# Хруст в позвоночнике



## alenkam4 (17 Июн 2014)

Здравствуйте.Мне 20 лет.Меня беспокоит хруст в позвоночнике на протяжении полугода. Больше всего в шейном отделе. По началу было вообще ощущение что позвонки соскакивают друг с друга,как бы преодолевая препятствия. сейчас в разы лучше,стараюсь по возможности разминать шею в течении дня.я студент,не очень подвижный образ жизни веду. до возникновения хруста год работала на сидячей нервной работе+были проблемы желудочно- кишечного характера(судя по всему из за нервов).Хруст пришел вместе с неврозом ,бессонницей. Боли как таковой нет. Только если перенервничаю начинается головная боль и напряжение в шее. Имеется лишний вес. У невролога проходила уздг шеи и головы(на всякий случай), там все хорошо. Вопрос такой. Есть ли смысл обследоваться, дабы предотвратить неприятные явления в будущем, такие как остеохондроз? Или можно обойтись нормализаций образа жизни,психоэмоционального состояния, питания, добавлением оптимальных физ. нагрузок? Хруст всегда одинаковый, то есть-определенные движения-определенный хруст, после разминки чуть меньше хрустит. Еще за это время побывала у врача-остеопата, которая предположила что такое явление возможное последствие ношения брекетов. Можно ли верить такому выводу? И может ли быть этот хруст просто последствием невроза?


----------



## La murr (17 Июн 2014)

*alenkam4*, здравствуйте!
Целесообразно разместить имеющиеся снимки и результаты обследования в своей теме, непосредственно на форуме.
О том, как это сделать, смотрите здесь - https://www.medhouse.ru/threads/20420/
Можно создать альбомы с фото, дав ссылку на них в своей теме - это упростит процесс просмотра изображений врачами форума.
Как создать альбом - https://www.medhouse.ru/threads/20427/

Врачи обязательно ответят Вам при первой возможности.


----------



## doc (17 Июн 2014)

Здравствуйте! Вы уже сами в принципе ответили на свои вопросы:



alenkam4 написал(а):


> до возникновения хруста год работала на сидячей нервной работе


Вот Вам и причина.



alenkam4 написал(а):


> Есть ли смысл обследоваться, дабы предотвратить неприятные явления в будущем, такие как остеохондроз? Или можно обойтись нормализаций образа жизни,психоэмоционального состояния, питания, добавлением оптимальных физ. нагрузок?

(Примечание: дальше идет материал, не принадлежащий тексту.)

PR #1066, opened 2023-10-13
Add callout explaining function names amax, amin, and mean

fiveop:
I was about to create a pull request changing all references to amax and amin to max and min (as they are equivalent according to the code and documentation), but then I found a merged PR that did the opposite: #995.
It explains the reasoning behind it.

To prevent someone else from starting to look into it again and to provide an explanation for teachers and learners why there is `amax` and `amin` but `mean` without `a`, I propose to add an explanatory callout section.

If you think an instructor note would be better/sufficient, I would change the PR accordingly, since I am not sure myself.

### DIFF
--- a/episodes/02-numpy.md
+++ b/episodes/02-numpy.md
@@ -376,6 +376,18 @@ for example: `help(numpy.cumprod)`.
 
 ::::::::::::::::::::::::::::::::::::::::::::::::::
 
+:::::::::::::::::::::::::::::::::::::::::  callout
+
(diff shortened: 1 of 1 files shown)


tmorrell (approved):
The change to amean/amin caught me by surprise in a workshop, and having the explanation in the workshop text would be very helpful. This text sounds good to me.

ineelhere (approved):
This added explanation should be very helpful to learners. Thanks for the contribution @fiveop! 🚀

Смысл есть и в том, и в другом.



alenkam4 написал(а):


> побывала у врача-остеопата, которая предположила что такое явление возможное последствие ношения брекетов


Пальцем в небо.


----------



## alenkam4 (17 Июн 2014)

Окей. Приму к сведению, спасибо. А еще вопрос, к какому врачу обращаться, только в границах бесплатной медицины? А то неврологи меня отсылают. Говорят: у тебя просто слабые связки, раз боли нет.Вообще если болей нет,значит в принципе ничего страшного?)


----------



## doc (17 Июн 2014)

alenkam4 написал(а):


> к какому врачу обращаться, только в границах бесплатной медицины? А то неврологи меня отсылают.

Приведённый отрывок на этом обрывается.